- Ashta Location in Madhya Pradesh, India Ashta Ashta (India)
- Coordinates: 23°01′N 76°43′E﻿ / ﻿23.02°N 76.72°E
- Country: India
- State: Madhya Pradesh
- District: Sehore
- Elevation: 519 m (1,703 ft)

Population (2011)
- • Total: 53,462

Languages
- • Official: Hindi
- Time zone: UTC+5:30 (IST)
- Postal code: 466116
- ISO 3166 code: IN-MP
- Vehicle registration: MP

= Ashta, Madhya Pradesh =

Ashta is a city and a municipality in Sehore district in the state of Madhya Pradesh, India.

==Geography==
Ashta is located at . It has an average elevation of 519 metres (1702 feet).

Running through the center of the city is a river named Parvati, after the Hindu goddess Parvati. The river is the main source of water for the city's inhabitants. Near the river, there is a temple to Shiva, husband to the goddess, which is believed to date back as far as 3500 years. Locals believe that in the month of Sawan (during the rainy season), the river Parvati gets flooded with water and the water level rises until that level when it reaches to Shiv-Ling (Lingam) in the Shiva temple on its bank.

==History==
During the British India period, this area was ruled by Mirza Amjad Baig, regarded as the founder of present-day Ashta. He not only brought transportation to the city but also established an education system for both men and women.

== Transport ==
Ashta is on the Bhopal to Indore road, which also runs through Sehore and Dewas.
A daily bus service is available in Ashta.

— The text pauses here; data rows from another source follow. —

PR #315, opened 2024-06-13
Fix bug in shadcn/ui wallet selector

blakezimmerman:
Fixed a bug where "More wallets" would still be displayed in the shadcn/ui wallet selector even if there aren't more wallets.


gregnazario (approved):

0xmaayan (approved):
❤️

The nearest airport is Bhopal.

== Places ==
Ashta's facilities include hospitals, schools, a cinema hall, and road transport. There are 194 rural villages in the Ashta administrative block. Ashta is also known for its grain market, known as "Mandi" in local language. Products sold in the grain market include soybean and wheat.

==Demographics==
As of India's 2011 census, Ashta's population was 53,184. Male population was 27591(51.90%), and female population was 25593(48.12%). Ashta had an average literacy rate of 68.23%.

The population of children aged 0-6 was 7483, which was 14.07% of the total population of Ashta (M + OG). In Ashta Municipality, the female sex ratio was 928 against the state average of 931. Moreover, the child sex ratio in Ashta was around 933 compared to the Madhya Pradesh state average of 918.

==Municipality==
Ashta city is divided into 19 wards for which elections are held every five years.

Ashta Municipality has total administration of over 10,006 houses to which it supplies basic amenities like water and sewerage. It is also authorized to build roads within municipality limits and tax the properties in its jurisdiction.